--- What the task requires ---
Write out the entries below exactly, from the first line to the one with "-364,12 +364,7 @@", both ends included.

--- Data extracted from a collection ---
-- Opening Marker --

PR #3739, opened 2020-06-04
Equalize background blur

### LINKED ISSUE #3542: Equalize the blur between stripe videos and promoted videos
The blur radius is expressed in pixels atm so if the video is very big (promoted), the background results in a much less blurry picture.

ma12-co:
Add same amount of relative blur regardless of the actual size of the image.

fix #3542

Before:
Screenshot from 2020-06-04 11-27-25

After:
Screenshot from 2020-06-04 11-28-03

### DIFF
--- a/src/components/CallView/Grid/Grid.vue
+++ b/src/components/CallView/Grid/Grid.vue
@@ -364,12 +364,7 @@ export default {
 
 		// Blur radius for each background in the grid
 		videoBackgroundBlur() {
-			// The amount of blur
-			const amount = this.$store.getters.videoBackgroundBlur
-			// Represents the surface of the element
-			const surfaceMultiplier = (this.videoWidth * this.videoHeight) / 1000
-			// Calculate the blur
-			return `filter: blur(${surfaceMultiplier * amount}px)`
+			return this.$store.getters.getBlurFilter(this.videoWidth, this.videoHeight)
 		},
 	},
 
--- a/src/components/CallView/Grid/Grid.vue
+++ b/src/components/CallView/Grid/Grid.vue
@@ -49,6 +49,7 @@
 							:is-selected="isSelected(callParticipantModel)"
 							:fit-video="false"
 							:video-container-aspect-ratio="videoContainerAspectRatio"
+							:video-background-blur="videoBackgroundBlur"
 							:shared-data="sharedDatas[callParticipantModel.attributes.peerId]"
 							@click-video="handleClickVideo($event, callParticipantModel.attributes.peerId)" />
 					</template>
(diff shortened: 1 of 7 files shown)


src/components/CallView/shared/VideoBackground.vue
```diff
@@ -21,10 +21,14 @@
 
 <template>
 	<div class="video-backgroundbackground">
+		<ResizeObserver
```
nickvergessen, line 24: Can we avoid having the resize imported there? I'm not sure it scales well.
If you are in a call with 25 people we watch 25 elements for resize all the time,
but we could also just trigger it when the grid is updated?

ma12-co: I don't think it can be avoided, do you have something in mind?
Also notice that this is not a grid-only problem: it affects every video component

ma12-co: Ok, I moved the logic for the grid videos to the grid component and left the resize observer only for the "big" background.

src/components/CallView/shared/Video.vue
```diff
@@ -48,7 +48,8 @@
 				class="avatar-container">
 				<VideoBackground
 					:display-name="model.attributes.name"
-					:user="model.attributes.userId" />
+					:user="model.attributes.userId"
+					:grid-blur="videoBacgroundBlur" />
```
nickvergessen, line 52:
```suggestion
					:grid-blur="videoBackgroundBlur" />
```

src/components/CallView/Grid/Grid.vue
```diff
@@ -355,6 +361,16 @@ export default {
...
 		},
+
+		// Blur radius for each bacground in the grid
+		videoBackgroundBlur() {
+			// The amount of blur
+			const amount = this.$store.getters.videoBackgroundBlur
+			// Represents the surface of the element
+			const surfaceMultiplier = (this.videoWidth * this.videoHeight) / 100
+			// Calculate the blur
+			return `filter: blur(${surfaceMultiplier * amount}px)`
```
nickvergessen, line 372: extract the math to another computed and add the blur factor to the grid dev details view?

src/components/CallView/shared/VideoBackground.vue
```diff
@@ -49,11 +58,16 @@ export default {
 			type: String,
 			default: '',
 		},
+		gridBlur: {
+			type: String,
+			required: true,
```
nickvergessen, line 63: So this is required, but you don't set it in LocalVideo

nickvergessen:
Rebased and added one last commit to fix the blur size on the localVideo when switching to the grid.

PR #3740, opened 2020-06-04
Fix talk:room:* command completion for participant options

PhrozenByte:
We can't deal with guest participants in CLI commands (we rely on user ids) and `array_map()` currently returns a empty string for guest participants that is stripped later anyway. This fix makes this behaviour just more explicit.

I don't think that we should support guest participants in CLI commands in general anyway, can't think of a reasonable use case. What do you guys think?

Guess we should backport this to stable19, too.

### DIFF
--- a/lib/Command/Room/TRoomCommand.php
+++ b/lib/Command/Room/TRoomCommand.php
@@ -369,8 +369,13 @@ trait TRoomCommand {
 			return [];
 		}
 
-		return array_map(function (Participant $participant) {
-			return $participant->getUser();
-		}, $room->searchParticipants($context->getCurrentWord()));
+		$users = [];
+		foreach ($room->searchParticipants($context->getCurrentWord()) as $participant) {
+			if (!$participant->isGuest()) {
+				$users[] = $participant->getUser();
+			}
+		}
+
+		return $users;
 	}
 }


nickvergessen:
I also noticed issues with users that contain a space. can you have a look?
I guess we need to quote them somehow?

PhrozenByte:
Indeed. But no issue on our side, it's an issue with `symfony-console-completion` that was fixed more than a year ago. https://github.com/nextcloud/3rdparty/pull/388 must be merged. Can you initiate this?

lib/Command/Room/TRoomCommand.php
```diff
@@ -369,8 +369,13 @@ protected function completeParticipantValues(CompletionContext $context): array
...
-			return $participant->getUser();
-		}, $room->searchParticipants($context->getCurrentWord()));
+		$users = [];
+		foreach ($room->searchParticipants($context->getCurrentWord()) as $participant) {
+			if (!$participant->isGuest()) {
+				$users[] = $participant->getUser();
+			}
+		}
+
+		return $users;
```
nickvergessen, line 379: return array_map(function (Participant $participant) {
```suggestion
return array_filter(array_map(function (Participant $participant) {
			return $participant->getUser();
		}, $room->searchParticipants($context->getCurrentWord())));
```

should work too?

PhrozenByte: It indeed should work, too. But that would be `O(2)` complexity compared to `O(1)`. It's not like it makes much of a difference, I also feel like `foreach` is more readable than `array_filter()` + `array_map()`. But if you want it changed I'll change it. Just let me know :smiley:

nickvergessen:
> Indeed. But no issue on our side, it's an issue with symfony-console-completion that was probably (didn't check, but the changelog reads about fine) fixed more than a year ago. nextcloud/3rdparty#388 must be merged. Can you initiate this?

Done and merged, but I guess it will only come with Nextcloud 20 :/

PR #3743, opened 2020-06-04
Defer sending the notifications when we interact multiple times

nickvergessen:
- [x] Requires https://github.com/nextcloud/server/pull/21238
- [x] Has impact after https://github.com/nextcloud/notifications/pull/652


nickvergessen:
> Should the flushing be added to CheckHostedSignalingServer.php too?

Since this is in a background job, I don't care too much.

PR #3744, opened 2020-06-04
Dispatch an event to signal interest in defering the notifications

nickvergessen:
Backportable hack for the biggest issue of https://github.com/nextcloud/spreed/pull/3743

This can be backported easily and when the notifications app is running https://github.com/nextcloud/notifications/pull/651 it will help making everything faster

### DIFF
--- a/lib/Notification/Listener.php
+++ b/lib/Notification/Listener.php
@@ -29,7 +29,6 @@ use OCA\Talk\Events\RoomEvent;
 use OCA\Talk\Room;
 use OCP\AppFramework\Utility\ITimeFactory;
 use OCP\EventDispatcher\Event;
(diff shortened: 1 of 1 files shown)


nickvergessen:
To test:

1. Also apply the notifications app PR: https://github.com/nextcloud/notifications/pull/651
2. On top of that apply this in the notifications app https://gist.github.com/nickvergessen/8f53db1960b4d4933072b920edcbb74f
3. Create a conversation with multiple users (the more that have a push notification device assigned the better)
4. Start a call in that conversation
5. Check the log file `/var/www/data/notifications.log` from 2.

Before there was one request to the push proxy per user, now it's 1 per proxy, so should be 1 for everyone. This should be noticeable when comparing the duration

-- Closing Marker --

--- Task solution ---
PR #3739, opened 2020-06-04
Equalize background blur

### LINKED ISSUE #3542: Equalize the blur between stripe videos and promoted videos
The blur radius is expressed in pixels atm so if the video is very big (promoted), the background results in a much less blurry picture.

ma12-co:
Add same amount of relative blur regardless of the actual size of the image.

fix #3542

Before:
Screenshot from 2020-06-04 11-27-25

After:
Screenshot from 2020-06-04 11-28-03

### DIFF
--- a/src/components/CallView/Grid/Grid.vue
+++ b/src/components/CallView/Grid/Grid.vue
@@ -364,12 +364,7 @@ export default {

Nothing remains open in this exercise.